Yıkılan Alsancak Stadı, bugün iki kale ve bir sahadan ibaret. Altay'a bağlı ruhlar ise şu sıralar, o unutulmuş çimlerde geçmişi aramakla meşgul.

* Ogan Çaylayık tarafından kaleme alınan bu yazı, Socrates’in Şubat 2016 tarihli 11. sayısında yayımlanmıştır. Altay’ın 104. yaş gününde bir kez daha paylaşıyoruz…

Sanki o akşam bizi, iki kuşaktan beş Çaylayık’ı, bir anda rakı masasından kaldıran bir ses vardı… İlhan Abi’nin meyhanesinden kalktık ve yıkılan evimizi; Alsancak Stadı’nı görmeye karar verdik. Stada doğru yaklaştığımızda adımlarını hızlandıran Turgay Kaptan sanki birazdan sahaya çıkacaktı ve hepimiz onu ilk kez Altay formasıyla görecektik. Biz kuzenler olarak kaptanın arkasında kalmıştık, “Kafası güzel, boynunda atkı, ‘Kim bu?’ diye sorma, o bir Altaylı” diye bağırıyorduk yaya yaya. Alsancak Stadı’nın sadece tribünlerini ve yola bakan taraftaki binayı yıktıkları için Turgay Kaptan’ın sahaya çıkması kolay oldu. “Abi n’olur yapmayın!” diye bizi karşılayan özel güvenliğe “Sen kulübene dön abicim” diyen Ahmet de teknik direktörlüğe soyunmuştu. Levo, Doğuşcan ve ben, Altay’ı tribünlere doğru çağırırken, kulübedeki görevini beğenmeyen özel güvenlik köpekleri üstümüze saldı. Biz de o ruhun can bulduğu bedenlerin, köpekler eşliğinde artık iki kale ve bir sahadan ibaret Alsancak Stadı’ndan kovulmasına razı olduk. Simsiyah. Bembeyaz.

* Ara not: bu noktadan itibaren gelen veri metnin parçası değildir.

PR #176, opened 2016-10-17
Move Table repository to Runner package

maciejgrzybek:
This is a prerequisite to extract hive and jdbc into separate modules.


tempto-examples/src/main/java/com/teradata/tempto/examples/SimpleQueryTest.java
```diff
@@ -38,8 +38,8 @@
 import static com.teradata.tempto.context.ThreadLocalTestContextHolder.testContext;
 import static com.teradata.tempto.context.ThreadLocalTestContextHolder.testContextIfSet;
 import static com.teradata.tempto.fulfillment.table.hive.HiveTableDefinition.like;
-import static com.teradata.tempto.fulfillment.table.hive.tpch.TpchTableDefinitions.NATION;
-import static com.teradata.tempto.fulfillment.table.hive.tpch.TpchTableDefinitions.REGION;
+import static com.teradata.tempto.runner.fulfillment.table.hive.tpch.TpchTableDefinitions.NATION;
```
cawallin: Will this require changes for the presto/qg product tests?

maciejgrzybek: Yes, it will.

maciejgrzybek:
Unfortunately, we cannot avoid changing package if we want to introduce modularity. Currently Hive and JDBC both depend on tempto-core implicitly. Both definition and running of tests stay in the same module, thus it's not possible to introduce new module (namely tempto-cassandra) to reuse some parts of JDBC codebase because it would introduce circular dependency (cassandra depending on JDBC (which is currently tempto-core) and tempto-core depending on cassandra (to execute cassandra-type tests)).

cawallin:
OK, that's fine. looks good!

arhimondr:
lgtm

tempto-runner/src/main/resources/log4j.properties
```diff
@@ -0,0 +1,29 @@
...
+#
+# Unless required by applicable law or agreed to in writing, software
+# distributed under the License is distributed on an "AS IS" BASIS,
+# WITHOUT WARRANTIES OR CONDITIONS OF ANY KIND, either express or implied.
+# See the License for the specific language governing permissions and
+# limitations under the License.
+#
+
+# Set root logger to INFO and add a custom appender.
+log4j.rootLogger=TRACE, TEST_FRAMEWORK_LOGGING_APPENDER, CONSOLE
```
kokosing: this file should go in separate commit. 

AFAIK by default tempto-runner is not bound to any of logging providers, so I see no reason why this file should be commited.

I can be used in tempto-example, but presto does not use log4j.

tempto-core/src/main/java/com/teradata/tempto/fulfillment/table/RepositoryTableDefinition.java
```diff
@@ -0,0 +1,29 @@
+/*
```
kokosing: I don't understand why do you move this class to runner.

If you need to create modules for hive and jdbc, then I could imagine that hive and jdbc are using core, and runner is using core, hive and jdbc. Why do you put it here?

maciejgrzybek: That's because of `ConventionTableDefinitionsProvider` is familiar with all modules we have (have a look on method `tableDefinitionFor`).
`ConventionTableDefinitionsProvider` is used by `TableDefinitionsRepository` which uses `RepositoryTableDefinition`.
If we extract `hive` and `tpch` to external module (outside core) and keep `RepositoryTableDefinition` (and classes mentioned above) we'd end up with circular dependency (core -> hive (because of `ConventionTableDefinitionsProvider`'s `tableDefinitionFor` and hive -> core)).

kokosing:
Maybe we could have table repository in core module? It would require tpch
to be Independent from hive, but it would be cleaner. Runner should be only
responsible for running testing and parsing click options
Usage of runner should be optional to run tempto tests.

wt., 18.10.2016, 15:39 użytkownik maciejgrzybek <notifications@github.com>
napisał:

kokosing:
And what is the motivation behind extracting tpch, jdbc and hive module?

wt., 18.10.2016, 18:24 użytkownik Grzegorz Kokosiński <
g.kokosinski@gmail.com> napisał:

maciejgrzybek:
AD https://github.com/prestodb/tempto/pull/176#issuecomment-254561964: How would you implement `ConventionTableDefinitionsProvider` inside tempto-core having `hive` as an independent module?

AD https://github.com/prestodb/tempto/pull/176#issuecomment-254564343: The rationale is one may not be interested in testing Hive but testing Postgres only. Why would he bother having all deps installed? And obviously maintenance would be easier.
I claim HDFS shouldn't be mandatory part of framework.
I CC @losipiuk because he stated tempto-cassandra, I'm working on, should be a separate module (I agree with that statement).

losipiuk:
> AD #176 (comment): How would you implement ConventionTableDefinitionsProvider inside tempto-core having hive as an independent module?

I talked with @kokosing and I do not think that tempto-runner should have any mandatory classes which are needed by tempto at runtime.
The module graph should look like @kokosing pointed before

```
         tempto-hive +---------+
                               |
                               |
         tempto-jdbc +-----------------> tempto-core
                               |
                               |              ^
         tempto-cassandra +----+              |
                                              |
                                              |
                                              |
                                              |
         tempto-runner +----------------------+
```

And the it relates to application using presto in such way:
```
                                  +- - - - - - -> tempto-runner
                                  |
                                  |
                                  +-------------> tempto-core
                                  |
                                  |
    application-using-tempto +------ - - - - - -> tempto-hive
                                  |
                                  |
                                  +- - - - - - -> tempto-jdbc
                                  |
                                  |
                                  +- - - - - - -> tempto-cassandra


                                    +- - - - - - + optional

```

To get rid of compile time dependencies from `tempto-core` to `tempto-*` we should use classpath scanning. It is already happening right now. See how fullfillers/table managers are registered.
This can be extended to handle convention based tables.
Generally `ConventionTableDefinitionsProvider` would need to be changed to be parametrized with list of lets-call-them `SubConventionTableDefinitionsProvider`. And list of `SubConventionTableDefinitionsProvider` would be gathered using classpath scan. 

Ideally we should introduce some `Plugin` interface like Presto have. `Plugin` interface would serve as single extension point for module. 
And expose all the fullfillers/table_managers/sub_convention_table_definition_providers.
But this is strictly optional followup refactoring.

On side node.
Generally I am not big fan of classpath scanning. And rather would require user to list all the requested modules explicitly in applictaion-using-presto. But then the right-click-run-test in IntelliJ would not work. And I bet we want that.

maciejgrzybek:
@losipiuk we came to the very similar conclusion in offline discussion with @arhimondr.
If you guys don't mind I'd prefer explicit registration of table managers / data providers (everything you called "plugin" above) instead of class path scanning.
The point is it's much easier to debug if you explicitly register classes compared to struggle with automagically leaking classes onto class path and being loaded implicitly.
If you don't object I'd rewrite it in such way as @losipiuk proposed modulo explicit registration of plugins (e.g. registry would be in tempto-core but tempto-runner would have pass-through also, to make registration easier in application).

losipiuk:
If we want to sacrifice running tests without Runner in IntelliJ - then OK.
I personally like that feature and use it quite a lot.
Or maybe you have an idea which will still keep IntelliJ running working?

ArturGajowy:
@maciejgrzybek if making sense of classpath-added plugins is a problem, please add a diagnostic log telling which plugins were loaded. I don't think we'll ever have a case where we won't be able to change the classpath to our needs, so I'm against sacrificing IntelliJ runnability.

maciejgrzybek:
Superseded by: https://github.com/prestodb/tempto/pull/179

PR #177, opened 2016-10-18
Do not create directory in HDFS when creating ImmutableTablesFulfiller

kokosing:
Do not create directory in HDFS when creating ImmutableTablesFulfiller

When creating ImmutableTablesFulfiller, it creates TableManagers, and so
creates HiveTableManager, which then creates
DefaultHdfsDataSourceWriter. This needs RevisionStorage to be created
first. In order to create RevisionStorage a DefaultRevisionProvider,
creates a directory in HDFS to decide which RevisionStorage it should
create.

Above causes a problem when running tests which does not require hdfs to
be provisioned.

By using Provider explicitly, RevisionStorage is created just before any
write or read to or from HDFS,


tempto-core/src/main/java/com/teradata/tempto/internal/hadoop/hdfs/revisions/DispatchingRevisionStorage.java
```diff
@@ -0,0 +1,121 @@
...
+
+    private static final String TEST_X_ATTR_KEY = "user.test-attr-key";
+    private static final String TEST_X_ATTR_VALUE = "test-attr-value";
+
+    private final Provider<RevisionStorage> revisionStorage;
+
+    @Inject
+    public DispatchingRevisionStorage(HdfsClient hdfsClient, @Named(CONF_TESTS_HDFS_PATH_KEY) String testDataBasePath)
+    {
+        revisionStorage = new CachingProvider(new HdfsRevisionStorageProvider(hdfsClient, testDataBasePath));
```
losipiuk: Name it LazyCachingProvider

tempto-core/src/main/java/com/teradata/tempto/util/CachingProvider.java
```diff
@@ -0,0 +1,40 @@
...
+    private final Provider<T> provider;
+    private T instance;
+
+    public CachingProvider(Provider<T> provider)
+    {
+        this.provider = requireNonNull(provider, "provider is null");
+    }
+
+    @Override
+    public T get()
```
losipiuk: make it synchronized

PR #179, opened 2016-10-21
Create a stub of SPI for testing modules

maciejgrzybek:
This enables us to remove hack in `ConventionTableDefinitionsProvider` with a switch containing all existsing "plugins".
This patch is a prerequisite to extract Hive and Jdbc plugins to separate modules.

### DIFF
--- a/tempto-core/src/main/java/com/teradata/tempto/fulfillment/table/TableDefinitionsRepository.java
+++ b/tempto-core/src/main/java/com/teradata/tempto/fulfillment/table/TableDefinitionsRepository.java
@@ -13,9 +13,12 @@
  */
 package com.teradata.tempto.fulfillment.table;
 
+import com.google.common.collect.ImmutableMap;
+import com.google.common.collect.ImmutableSet;
 import com.google.common.collect.MapMaker;
 import com.teradata.tempto.internal.convention.tabledefinitions.ConventionTableDefinitionsProvider;
 import com.teradata.tempto.internal.ReflectionHelper;
+import com.teradata.tempto.spi.Plugin;
 import org.slf4j.Logger;
 import org.slf4j.LoggerFactory;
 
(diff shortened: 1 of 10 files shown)


tempto-core/src/main/java/com/teradata/tempto/hive/HivePlugin.java
```diff
@@ -0,0 +1,43 @@
...
+import java.util.Optional;
+
+import static com.teradata.tempto.fulfillment.table.TableHandle.tableHandle;
+import static com.teradata.tempto.fulfillment.table.hive.HiveTableDefinition.hiveTableDefinition;
+
+public class HivePlugin
+    implements Plugin
+{
+    @Override
+    public TableDefinition getConventionTableDefinition(ConventionTableDefinitionDescriptor descriptor)
```
losipiuk: I would rather have `Plugin` expose sth like `ConventionTableDefinitionProvider`.
And then provider would have method `getConventionTableDefinition`. 
We do not want to pass `Plugin` interface all around the codebase to places when only subset of things exposed by it are needed.

tempto-core/src/main/java/com/teradata/tempto/fulfillment/table/TableDefinitionsRepository.java
```diff
@@ -62,9 +71,26 @@
...
+                try {
+                    Constructor<? extends Plugin> constructor = plugin.getConstructor();
+                    Plugin p = constructor.newInstance();
+                    builder.put(p.getName(), p);
+                }
+                catch (NoSuchMethodException e) {
+                    LOGGER.warn("Plugin %s does not have appropriate constructor. Skipping", plugin);
+                }
+                catch (IllegalAccessException|InstantiationException|InvocationTargetException e) {
+                    LOGGER.warn("Cannot instantiate plugin %s: %s. Skipping.", plugin, e);
```
kokosing: also add a `LOGGER.info` that plugin was loaded

tempto-core/src/main/java/com/teradata/tempto/hive/HivePlugin.java
```diff
@@ -0,0 +1,43 @@
+package com.teradata.tempto.hive;
```
kokosing: copyrights

kokosing:
@maciejgrzybek Are you going to work on this? Or should i close it?

maciejgrzybek:
We need to rethink and possibly revamp the testing infra at some point. 
It does not make sense to invest time for this PR now, especially given the solution I proposed bears some difficulties in implementation which may not be straightforward to solve.

Closing for now.
CC: @ebd2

“Tabiat, sırlarını bakmasını bilene açıklarmış. Yorulmadan, bıkmadan, görünüşe kapılmadan bakmalıyım ben de. Yenilgilerden usanmamalıyım” diyordu Oğuz Atay, Tutunamayanlar’da… Sanki Altay da bir canlı olarak böyle sesleniyor bizlere, 3. Lig’in 1. grubundan, 102. doğum gününü kutlarken… Yaşlılık zor iş; kudreti bir yana, kuvveti kalmıyor artık o kadar yaşayanların, tutunmamayı seçmişlerse eğer. Çok direndik, “Kendinden veriyorsun ve durmadan eksiliyorsun” diye durdurmaya çalıştık ama dinlemedi. Her kaybettiğinde bize, “Oysa bazı insanlar oldukları gibi kalarak elde ederler istediklerini” diye cevap verdi. Büyüktü ve kimsenin onun büyüklüğünü sorgulayacak bir argümanı yoktu. 14 yıldır, ülke sınırları dahilindeki ‘süper’ yerlerde gezinmese bile tüm zamanların puan sıralamasında sekizinci sırada yer alıyordu ve dokuzunculuğa düşmesi için bir altındakinin o gelene kadar en az 104 galibiyet ve bir beraberlik alması gerekiyordu.

Kendisi, şerefli koca bir ülkünün temsilcisi olmakla birlikte bugüne dek armasını taşıyanlarla ona gönül verenlerin şerefi ve namusuydu. Hem kuvvetli, hem kudretli, hem de şendi Altayımız bizim.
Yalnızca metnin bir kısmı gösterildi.